Foram cerca de 70 horas de acaloradas discussões, lágrimas, discursos pela madrugada e ameaça de uso do “poder de polícia” para conter os ânimos até que chegasse, finalmente, o dia do juízo final para a presidente afastada, Dilma Rousseff, acusada de cometer crime de responsabilidade. Nesta quarta-feira, último dia do mês de agosto, o Senado concluirá o segundo processo de impeachment de um presidente na história democrática.
Ao que tudo indica, o resultado da votação que se iniciará na manhã desta quarta-feira trará para Dilma um resultado quase tão trágico quanto aquele vivido no mesmo mês de agosto por alguns dos antecessores que a petista citou em seu discurso na segunda-feira. Foi o mês em que Getúlio Vargas tirou a própria vida e que Juscelino Kubitschek morreu. Foi também o mês da renúncia de Jânio Quadros, ato que, anos depois, desembocaria no regime militar, período citado por Dilma em sua fala para comparar a tortura que então sofreu ao momento que vive hoje. Uma vez confirmado o impedimento dela, o presidente da Câmara, Rodrigo Maia (DEM-RJ) deverá assumir interinamente a Presidência da República da noite desta quarta-feira até a próxima terça-feira, já que Michel Temer pretende embarcar para a China logo após ser empossado pelo Congresso Nacional.
Em levantamento do GLOBO, 53 senadores já admitiram votar a favor do impeachment. São necessários 54 votos para que Dilma seja cassada. Mas o clima na noite de terça-feira, consolidado após as longas horas da sessão, era francamente favorável ao impeachment. Os poucos senadores que resistiam em anunciar publicamente seus votos eram contabilizados pelo Palácio do Planalto como favoráveis à cassação da presidente afastada. Confiantes no resultado, auxiliares do presidente interino, Michel Temer, afirmavam que o “centro da meta” seriam 60 votos, com margem de até dois a mais, ou dois a menos. Ou seja, um número ainda mais folgado que os 59 votos obtidos há três semanas, quando o Senado levou Dilma a julgamento.

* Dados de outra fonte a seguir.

PR #4951, opened 2017-05-02
rework displaying current scope and filters in active filters section

Fivell:
- use ```DataAccess#current_scope``` method instead of ```ActiveAdmin::Filters::Active#scope``` since ```current_scope``` returns scope object which  supports localisations, dynamic names and everything else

No plenário do Senado, durante a arrastada sessão que teve 65 senadores inscritos para falar, cada um por dez minutos, o senador Fernando Collor (PTC-AL), alvo de impeachment em 1992, fez críticas ao governo petista e negou a tese do golpe, como defende o PT. Sinalizando que pode ser o 54º voto a favor do impeachment, ele comparou sua situação à de Dilma afirmando que, quando foi alvo do impedimento, “forças conjugadas simularam uma crise política de governabilidade”, mas, hoje, o cenário é outro.
Collor disse que Dilma transformou sua gestão em uma “tragédia anunciada” e enfrenta um “desfecho típico de um governo que faz da cegueira econômica o seu calvário, e da surdez política o seu cadafalso”.
Neste último dia antes do julgamento final, houve também choro dos dois lados. Enquanto a autora do pedido de impeachment, Janaína Paschoal, emocionou-se ao dizer que pedia o impedimento da presidente afastada pensando em todos os brasileiros, inclusive nos netos de Dilma, o advogado da petista, José Eduardo Cardozo, chorou durante entrevista ao apontar o que vê como uma “injustiça” contra sua chefe.
No PT, os discursos miravam mais o futuro a médio prazo do que uma tentativa imediata de virar votos. Cientes de que a votação deste último dia de agosto pode enterrar de vez a era de hegemonia petista, os senadores do partido alertavam para a “tragédia” de um governo Temer, voltado para o capital privado e exigindo sacrifícios sociais, numa indicação sobre o tom da oposição que poderá ser liderada pelo PT.
Enquanto o polêmico senador Magno Malta (PR-ES) dizia presenciar o mais triste “velório” pela ausência de mobilização pró-Dilma, o Planalto já se preparava para a posse definitiva de Temer. A cerimônia, prevista para esta tarde, no plenário da Câmara selará o desfecho do impeachment nove meses após o então poderoso presidente da Câmara, o hoje deputado afastado Eduardo Cunha (PMDB-RJ), ter dado início ao processo.